DSL ~ Intro to the DSL Feature - uchicago-cs/chiventure GitHub Wiki

The DSL feature parses the Domain Specific Language of chiventure into the WDL that can be processed by chiventure. This feature is written in Python, which means that there are no header files that function as user-facing interfaces. However, we still separated our code into modules that serve distinct purposes.

Directory Structure

The chiventure/src/dsl/ directory is currently organized as such:

├── README.md
├── conda_environment.yml
├── src (.py files)
├── grammars (.lark files)
├── examples
│   ├── dsl (.dsl files)
│   └── wdl (.wdl files)

The README introduces the DSL and the example .dsl files. It also provides directions on how to install Lark and how to run the parser.

conda_environment.yml is a conda environment file that helps install Lark via a conda environment with the appropriate dependencies.

There are 3 directories: src, grammars, and examples:

  • grammars contains .lark files that define the grammar of the DSL for the Lark parser.

  • src contains Python files that parse the DSL into WDL.

  • examples contains two sub-directories, dsl and wdl, that respectively contain sample .dsl and .wdl files for testing and demonstration.

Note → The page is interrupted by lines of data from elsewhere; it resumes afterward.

Issue #155, opened 2019-07-19
gitlab: set webhooks to trigger REANA workflow runs


diegodelemos:
Once we are authorised by the user to modify their project, we should set up the corresponding webhooks to trigger workflow runs when there are new commits. For doing so we will have to add `git refs` to the workflow model https://github.com/reanahub/reana-db/blob/cdeac852419100cda649d914d5ca538ae93753a7/reana_db/models.py#L79.

We should be able to configure if we want to do workflow runs only on **MR commits**, **new commit to master**, or **every commit**.

PR #165, opened 2019-08-05
gitlab: add gitlab endpoints

leticiawanderley:
Addresses #155

Signed-off-by: Leticia Farias Wanderley <leticia.farias.wanderley@cern.ch>

### DIFF
--- a/reana_server/config.py
+++ b/reana_server/config.py
@@ -14,7 +14,6 @@ from datetime import timedelta
 
 from invenio_app.config import APP_DEFAULT_SECURE_HEADERS
 from invenio_oauthclient.contrib import cern
-
 # Database
 # ========
 #: Database URI including user and password
@@ -30,6 +29,12 @@ AVAILABLE_WORKFLOW_ENGINES = [
 ADMIN_USER_ID = "00000000-0000-0000-0000-000000000000"
 
 SHARED_VOLUME_PATH = os.getenv('SHARED_VOLUME_PATH', '/var/reana')
+
+REANA_URL = os.getenv('REANA_URL', 'reana.io')
+
+REANA_SSO_CERN_CONSUMER_KEY = os.getenv('CERN_CONSUMER_KEY', 'CHANGE_ME')
+
+REANA_SSO_CERN_CONSUMER_SECRET = os.getenv('CERN_CONSUMER_SECRET', 'CHANGE_ME')
 
 
 # Invenio configuration
@@ -86,7 +91,7 @@ SESSION_COOKIE_SECURE = True
 #: provided, the allowed hosts variable is set to localhost. In production it
 #: should be set to the correct host and it is strongly recommended to only
 #: route correct hosts to the application.
-APP_ALLOWED_HOSTS = ['localhost', '127.0.0.1']
+APP_ALLOWED_HOSTS = ['localhost', '127.0.0.1', REANA_URL]
 
 # Security configuration
 # ======================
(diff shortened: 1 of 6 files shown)


reana_server/config.py
```diff
@@ -30,6 +30,12 @@
 
 SHARED_VOLUME_PATH = os.getenv('SHARED_VOLUME_PATH', '/var/reana')
 
+REANA_URL = os.getenv('REANA_URL', 'reana.io')
+
+CERN_CONSUMER_KEY = os.getenv('CERN_CONSUMER_KEY', 'CHANGE_ME')
+
+CERN_CONSUMER_SECRET = os.getenv('CERN_CONSUMER_SECRET', 'CHANGE_ME')
```
diegodelemos: What do you think of prefixing this variable and the previous with `REANA_SSO`? For example, `REANA_SSO_CERN_CONSUMER_KEY`.

reana_server/config.py
```diff
@@ -106,12 +112,19 @@ def _(x):
...
 
 DEBUG = True
 
 SECURITY_PASSWORD_SALT = 'security-password-salt'
 
 SECURITY_SEND_REGISTER_EMAIL = False
+
+# Gitlab Application configuration
+# ================================
+GITLAB_APP_ID = os.getenv('GITLAB_APP_ID', 'CHANGE_ME')
```
diegodelemos: For all GitLab ones, `REANA_GITLAB_OAUTH` prefix. For example, `REANA_GITLAB_OAUTH_APP_ID`. And you can move them to the upper section since this has nothing to do with Invenio.

reana_server/config.py
```diff
@@ -106,12 +112,19 @@ def _(x):
...
+GITLAB_APP_SECRET = os.getenv('GITLAB_APP_SECRET', 'CHANGE_ME')
+GITLAB_URL = os.getenv('GITLAB_URL', 'CHANGE_ME')
```
diegodelemos: The `REANA_GITLAB_OAUTH` prefix works for all GitLab variables but this one, this could simply be `REANA_GITLAB_URL`.

diegodelemos: Since we are using this URL to do a [direct request to GitLab including the application secret](https://github.com/reanahub/reana-server/pull/165/files#diff-eb771db72945ea9e2b49545b0938ce74R93), we should somehow force the HTTPS with something like:
```python
GITLAB_URL = 'https://{}'.format(os.getenv('REANA_GITLAB_HOST', 'CHANGE_ME'))
```

reana_server/utils.py
```diff
@@ -149,3 +154,42 @@ def _get_user_from_invenio_user(id):
     if not user:
         raise ValueError('No users registered with this id')
     return user
+
+
+def _get_yaml_file_from_gitlab(webhook_data, user_id):
```
diegodelemos: What do you think about `_get_reana_yaml_from_gitlab`?

reana_server/utils.py
```diff
@@ -149,3 +154,42 @@ def _get_user_from_invenio_user(id):
...
+    gitlab_token = secrets_store.get_secret_value('gitlab_access_token')
+    project_id = webhook_data['project']['id']
+    yaml_file = requests.get(gitlab_api.format(project_id, reana_yaml,
+                                               branch, gitlab_token))
+    return yaml.load(yaml_file.content), \
+        webhook_data['project']['path_with_namespace'], branch, \
+        commit_sha
+
+
+def _parse_gitlab_secret(gitlab_response):
```
diegodelemos: This is more formatting than parsing right? I would rename to `_format_gitlab_secrets` or similar.

PR #172, opened 2019-08-21
api: fix GitLab webhook redirect link

diegodelemos:


reana_server/rest/gitlab.py
```diff
@@ -194,7 +198,7 @@ def gitlab_webhook():  # noqa
         gitlab_url = REANA_GITLAB_URL + "/api/v4/projects/" + \
             "{0}/hooks?access_token={1}"
         webhook_payload = {
-            "url": REANA_URL + "/api/workflows",
+            "url": "https://{}/api/workflows".format(REANA_URL),
```
roksys: Will it work with - https://github.com/reanahub/reana-cluster/blob/d61451cc898ff9a0a233c9490e498e6e83831317/reana_cluster/cli/cluster.py#L73 ?

PR #173, opened 2019-08-23
setup: reana-commons upgrade

roksys:


diegodelemos:
👍Can you bump REANA-DB as well (https://github.com/reanahub/reana-db/pull/50)

diegodelemos:
Travis is failing, looks like we have to pin marshmallow, currently [it is openended dependency](https://github.com/diegodelemos/reana-server/blob/1438bf995fa70ff7b6e7fbf9a661bb5d2d95ac64/setup.py#L48) (also in https://github.com/reanahub/reana-workflow-controller/pull/245)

Descriptions for the specific examples can be found in the README.

grammars: Grammar Definition

The grammars directory currently contains 3 .lark files: dsl_grammar.lark, util.lark, and vars.lark.

  • dsl_grammar.lark defines the DSL grammar in the acceptable format for Lark. Reference for this format can be found here.

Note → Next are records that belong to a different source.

Issue #176, opened 2019-08-30
config: if APP_ALLOWED_HOSTS is set REANA getting started fails


diegodelemos:
For the GitLab integration, we need the [`APP_ALLOWED_HOSTS`](https://github.com/reanahub/reana-server/blob/fb1dc2a74276999dd44359dc4f9f7b2d73a19f94/reana_server/config.py#L99) (currently commented out) set so the Flask application can generate correct URLs when doing `url_for`.

The problem with this is that we break the behaviour described in [our getting started](http://reana.io/#getstarted), where the person who deploys REANA locally would run `reana-cluster env --include-admin-token` and that would [extract **the IP of the VM** in which REANA runs](https://github.com/diegodelemos/reana-cluster/blob/6ccf0eef2dcba2f8a89b46817c698a00a8170750/reana_cluster/cli/cluster.py#L96). Because the IP is not a trusted host all `reana-client` calls would fail.

I see three solutions now:
- Only if `REANA_URL` is set we set the `APP_ALLOWED_HOSTS`
- We enable `APP_ALLOWED_HOSTS` always and then in REANA-Cluster we retrieve the minikube IP and pass it as REANA_URL.

diegodelemos:
You can rebase this on top of https://github.com/reanahub/reana-cluster/pull/240 which will be merged first as it is a small change.

PR #182, opened 2019-10-30
config: restrict allowed hosts to REANA_URL

mvidalgarcia:
Addresses #176

### DIFF
--- a/reana_server/config.py
+++ b/reana_server/config.py
@@ -30,7 +30,7 @@ ADMIN_USER_ID = "00000000-0000-0000-0000-000000000000"
 
 SHARED_VOLUME_PATH = os.getenv('SHARED_VOLUME_PATH', '/var/reana')
 
-REANA_URL = os.getenv('REANA_URL', 'reana.io')
+REANA_URL = os.getenv('REANA_URL')
 
 REANA_SSO_CERN_CONSUMER_KEY = os.getenv('CERN_CONSUMER_KEY', 'CHANGE_ME')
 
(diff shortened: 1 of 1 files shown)


reana_server/config.py
```diff
@@ -94,7 +94,7 @@ def _(x):
 
 #: In production use the following configuration plus adding  the hostname/ip
 #: of the reverse proxy in front of REANA-Server.
-# APP_ALLOWED_HOSTS = [REANA_URL]
+APP_ALLOWED_HOSTS = [REANA_URL]
```
diegodelemos: If we proceed this way, and the `reana-cluster.yaml` doesn't have a `reana_url` the configuration variable (always the case when [running dev mode](https://github.com/reanahub/reana-cluster/blob/master/reana_cluster/configurations/reana-cluster-minikube-dev.yaml)), `REANA_URL` will fall back to `reana.io` (see [here](https://github.com/reanahub/reana-server/blob/84d06c61c17cbb1a402a09a644220aa3ad88a2b9/reana_server/config.py#L33)) which won't allow requests of any kind to come to the local REANA cluster unless they have the `reana.io` in the host header.

What do you think of doing: (1) do not fall back to `reana.io` but to `None` (2) set `APP_ALLOWED_HOSTS` only if `REANA_URL` is set (for example, we set it when we deploy in production or when we want to [set the GitLab integration](https://github.com/reanahub/reana-ui/pull/40/files#diff-2b2f3fdab1b53ff84ce39f48ddf75281R126)).

mvidalgarcia: Oh indeed, I didn't notice that. Changed it, is this what you mean?

PR #183, opened 2019-11-07
api: add /me blueprint route

mvidalgarcia:
Addresses reanahub/reana-ui#36

### DIFF
--- a/docs/openapi.json
+++ b/docs/openapi.json
@@ -156,6 +156,7 @@
         "summary": "TEMPORARY displays a message about how to access a resource."
       }
     },
+    "/api/logout": {},
     "/api/me": {
       "get": {
         "description": "This resource provides basic information about an authenticated user based on the session cookie presence.",
--- a/docs/openapi.json
+++ b/docs/openapi.json
@@ -156,6 +156,54 @@
         "summary": "TEMPORARY displays a message about how to access a resource."
       }
     },
+    "/api/me": {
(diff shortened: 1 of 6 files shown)


docs/openapi.json
```diff
@@ -156,6 +156,55 @@
         "summary": "TEMPORARY displays a message about how to access a resource."
       }
     },
+    "/api/logout": {},
+    "/api/me": {
+      "get": {
+        "description": "This resource provides basic information from an authenticated user based on the session cookie presence.",
```
roksys:
```suggestion
        "description": "This resource provides basic information about an authenticated user based on the session cookie presence.",
```

docs/openapi.json
```diff
@@ -156,6 +156,55 @@
...
+                "email": "user@reana.info",
+                "reana_token": "Drmhze6EPcv0fN_81Bj-nA"
+              }
+            },
+            "schema": {
+              "properties": {
+                "email": {
+                  "type": "string"
+                },
+                "reana_token": {
```
diegodelemos: What do you think about only serving the email? In the UI, the SPA will have a cookie already (if logged in), and if someone uses the REST API, they should be using the access token already so no need to return it.

mvidalgarcia: Discussed offline:
The REANA token can be useful there for users that log into the UI and grab the token in order to use `reana-client` for instance.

  • util.lark defines "utility" grammars, like escaped strings and comments, that might be used in multiple different files. It also imports a few useful pre-defined definitions from Lark's common library.

  • vars.lark defines rules for using variables in the DSL. This provides Lark with instructions on how to recognize, match and replace variables when parsing the DSL.

src: Parsing

The src directory contains 4 Python files: dsl_parser.py, parse.py, to_wdl.py, and vars.py. Each of the files acts as a module in the code design.

  • parse.py is the main user-facing module that contains the the main() function that handles the entire process of translating the DSL to WDL. It calls on functions defined in the other three modules. It also handles opening the DSL file and outputting the generated WDL file, and includes support for command line flags that can be specified when using the parser.

  • vars.py uses Lark to evaluate the variables, if any, in the given DSL file and replace the variables with their assigned values. The main outward-facing function is evalVars(), which returns the DSL, as a string, with variables replaced by their respective values.

  • dsl_parser.py parses the DSL according to the grammar defined in grammars/dsl_grammar.lark. The main outward-facing function is export_dict(), which outputs a transformed syntax tree that acts as an intermediate stage between DSL and WDL. In the intermediate stage, the information in the DSL is extracted and loaded into Python data structures, which can then be easily manipulated into WDL.

  • to_wdl.py takes the intermediate stage output from the dsl_parser.py module and manipulates it into the final JSON/WDL format. The main outward-facing function is parsed_dict_to_json(), which returns the WDL in its JSON format.